Phase 3 defines the key entities as User, Family Member, Health Event, Risk Alert, Appointment, and Dashboard Summary, reinforcing a user-owned data model in which one user manages multiple family members and each member can hold events and alerts.

Visuals

Prototype And Presentation Imagery

You added real prototype screens in the project images folder, so this section now uses them directly to support the report-driven narrative.

Alert And Recommendation Flow

The medical alerts interface visually complements the reports’ emphasis on rule-based preventive alerts, notification history, and recommendation content that guides users toward next steps without crossing into diagnosis.

Why These Screens Fit The Presentation

These images map directly to major report themes: family-centered data ownership, preventive alerting, dashboard summaries, privacy-aware access, and the bridge between patient and provider workflows in a healthcare web application.

Product Experience

How The Platform Feels In Use

These additional screens make the presentation feel complete by showing entry, guidance, prevention, and follow-up moments across the user journey.

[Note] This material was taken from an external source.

PR #644, opened 2023-06-29
Add C++ Functions in Concepts

leap-heng:
Hello there, I have seen that the C++ Functions concept has not yet been added to the repository yet, therefore I would like to contribute this.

Access Secure login and role-based protection are visible from the first interaction.
Prevention Risk scoring and recommendations keep the product aligned with preventive, not diagnostic, care.
Action Appointments and alerts turn stored data into practical next steps for users and providers.
Education The awareness hub supports long-term engagement beyond one-time data entry.
Validation

Evidence Of Acceptance And Quality

The reports include both quantitative and qualitative support for the direction of the system.

Stakeholder Acceptance

Phase 3 records strong positive agreement around preventive-health tracking, risk alert functionality, and the family-centered interaction model, noting that more than 80% of participants accepted the proposed system features.

Survey-Backed Direction

Phase 2 highlights clear demand for family-centered functionality, preventive alerts, security and privacy protections, and bilingual usability, while also identifying future interest in AI prediction, emergency alerts, wearable integration, and trend tracking.

Validation Point

Security And Privacy

Role-based access control and privacy protection received strong stakeholder emphasis, consistent with PDPL-aware handling across the reports.

Validation Point

Bilingual Readiness

The language preference split in Phase 2 and the repeated Phase 1 and Phase 3 requirements make bilingual Arabic and English support a validated necessity, not just a design preference.

Validation Point

Clinical Framing

Healthcare interviews helped shape the system as a preventive support tool with structured summaries and recommendations, while keeping diagnosis out of scope.

Closing

What We Delivered Through The Reports

Taken together, the three reports show a coherent software-analysis arc from business need to structured specification.

Source basis for this presentation: Phase 1 Vision & Scope, Phase 2 Requirements Elicitation, and Phase 3 Requirements Analysis reports, plus the local project images already present in the repository. No additional project facts were introduced beyond those materials.